Work request: Count the lines below that contain the word "should", and report only that number.

[Saved data entries]
• • • • •
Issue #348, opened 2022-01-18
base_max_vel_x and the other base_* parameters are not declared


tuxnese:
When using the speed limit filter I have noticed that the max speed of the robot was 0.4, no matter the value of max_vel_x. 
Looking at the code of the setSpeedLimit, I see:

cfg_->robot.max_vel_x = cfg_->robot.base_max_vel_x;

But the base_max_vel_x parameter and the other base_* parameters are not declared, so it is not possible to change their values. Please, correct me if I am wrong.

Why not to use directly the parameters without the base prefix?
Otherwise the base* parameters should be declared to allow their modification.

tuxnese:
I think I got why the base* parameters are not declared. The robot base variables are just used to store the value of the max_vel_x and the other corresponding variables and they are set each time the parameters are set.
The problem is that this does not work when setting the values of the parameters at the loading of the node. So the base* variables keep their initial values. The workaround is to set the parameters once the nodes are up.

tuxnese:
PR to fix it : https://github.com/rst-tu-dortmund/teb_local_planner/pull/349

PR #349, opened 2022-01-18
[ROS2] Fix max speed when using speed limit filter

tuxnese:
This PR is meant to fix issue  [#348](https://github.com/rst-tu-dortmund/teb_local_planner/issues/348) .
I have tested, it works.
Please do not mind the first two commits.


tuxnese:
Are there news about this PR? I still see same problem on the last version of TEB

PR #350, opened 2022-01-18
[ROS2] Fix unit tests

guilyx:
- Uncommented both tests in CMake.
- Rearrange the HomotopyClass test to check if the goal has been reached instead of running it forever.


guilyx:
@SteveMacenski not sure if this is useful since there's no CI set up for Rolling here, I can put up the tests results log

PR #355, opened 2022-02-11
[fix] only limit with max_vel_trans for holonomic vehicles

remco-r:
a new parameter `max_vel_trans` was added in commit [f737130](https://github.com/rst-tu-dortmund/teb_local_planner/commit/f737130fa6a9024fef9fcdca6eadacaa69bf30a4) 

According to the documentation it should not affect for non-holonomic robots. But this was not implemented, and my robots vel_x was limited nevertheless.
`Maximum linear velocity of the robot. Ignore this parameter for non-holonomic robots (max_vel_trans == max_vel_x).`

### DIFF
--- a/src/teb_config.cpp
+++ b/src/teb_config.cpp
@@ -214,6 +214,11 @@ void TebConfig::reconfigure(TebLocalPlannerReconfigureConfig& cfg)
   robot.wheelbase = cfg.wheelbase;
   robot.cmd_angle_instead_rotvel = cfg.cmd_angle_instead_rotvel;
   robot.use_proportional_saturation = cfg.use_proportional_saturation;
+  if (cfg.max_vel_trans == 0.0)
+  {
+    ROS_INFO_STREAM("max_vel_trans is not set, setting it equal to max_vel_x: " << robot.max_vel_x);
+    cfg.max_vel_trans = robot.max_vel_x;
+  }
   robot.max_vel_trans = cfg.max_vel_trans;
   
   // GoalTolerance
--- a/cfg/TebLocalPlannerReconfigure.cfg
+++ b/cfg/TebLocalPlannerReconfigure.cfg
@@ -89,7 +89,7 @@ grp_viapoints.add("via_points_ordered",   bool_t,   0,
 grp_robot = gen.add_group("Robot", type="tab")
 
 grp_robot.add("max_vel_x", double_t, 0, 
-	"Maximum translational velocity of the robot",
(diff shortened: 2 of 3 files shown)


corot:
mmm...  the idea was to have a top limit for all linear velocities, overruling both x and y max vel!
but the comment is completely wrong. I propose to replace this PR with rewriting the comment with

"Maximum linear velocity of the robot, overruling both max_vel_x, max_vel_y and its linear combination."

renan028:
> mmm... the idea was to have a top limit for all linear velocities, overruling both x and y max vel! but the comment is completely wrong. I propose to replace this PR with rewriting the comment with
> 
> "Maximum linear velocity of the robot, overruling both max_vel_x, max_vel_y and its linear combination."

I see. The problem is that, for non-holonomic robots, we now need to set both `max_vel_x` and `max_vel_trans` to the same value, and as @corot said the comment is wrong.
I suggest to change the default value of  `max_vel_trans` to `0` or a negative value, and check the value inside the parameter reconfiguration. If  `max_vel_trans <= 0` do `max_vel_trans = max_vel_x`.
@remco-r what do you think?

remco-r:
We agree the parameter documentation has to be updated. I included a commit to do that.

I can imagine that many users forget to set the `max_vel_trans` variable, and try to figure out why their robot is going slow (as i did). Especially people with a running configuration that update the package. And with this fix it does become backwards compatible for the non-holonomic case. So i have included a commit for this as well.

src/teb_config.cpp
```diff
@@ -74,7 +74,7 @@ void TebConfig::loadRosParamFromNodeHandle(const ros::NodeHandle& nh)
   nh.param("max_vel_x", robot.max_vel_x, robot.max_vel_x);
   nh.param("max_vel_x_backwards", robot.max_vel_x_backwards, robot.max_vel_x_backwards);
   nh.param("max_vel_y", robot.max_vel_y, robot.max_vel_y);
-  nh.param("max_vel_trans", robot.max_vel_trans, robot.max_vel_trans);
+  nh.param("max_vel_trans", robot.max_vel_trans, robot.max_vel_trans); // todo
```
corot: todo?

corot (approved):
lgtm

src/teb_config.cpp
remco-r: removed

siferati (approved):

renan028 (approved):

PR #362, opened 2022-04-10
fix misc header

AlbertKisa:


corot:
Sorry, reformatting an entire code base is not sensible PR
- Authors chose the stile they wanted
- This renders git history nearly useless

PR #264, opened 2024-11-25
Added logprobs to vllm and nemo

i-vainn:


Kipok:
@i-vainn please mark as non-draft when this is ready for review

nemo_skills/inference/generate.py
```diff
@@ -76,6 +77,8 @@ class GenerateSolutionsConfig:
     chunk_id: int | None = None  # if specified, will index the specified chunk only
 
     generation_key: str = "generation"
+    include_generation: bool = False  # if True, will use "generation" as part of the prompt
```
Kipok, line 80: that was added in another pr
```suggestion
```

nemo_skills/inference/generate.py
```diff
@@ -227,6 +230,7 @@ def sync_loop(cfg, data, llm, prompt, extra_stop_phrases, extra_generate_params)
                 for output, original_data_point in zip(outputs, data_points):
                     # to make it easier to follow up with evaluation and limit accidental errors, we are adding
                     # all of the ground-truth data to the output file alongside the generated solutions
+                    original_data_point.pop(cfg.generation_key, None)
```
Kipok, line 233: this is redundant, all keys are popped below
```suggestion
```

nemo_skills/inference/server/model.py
• • • • •
Response to the exercise: 2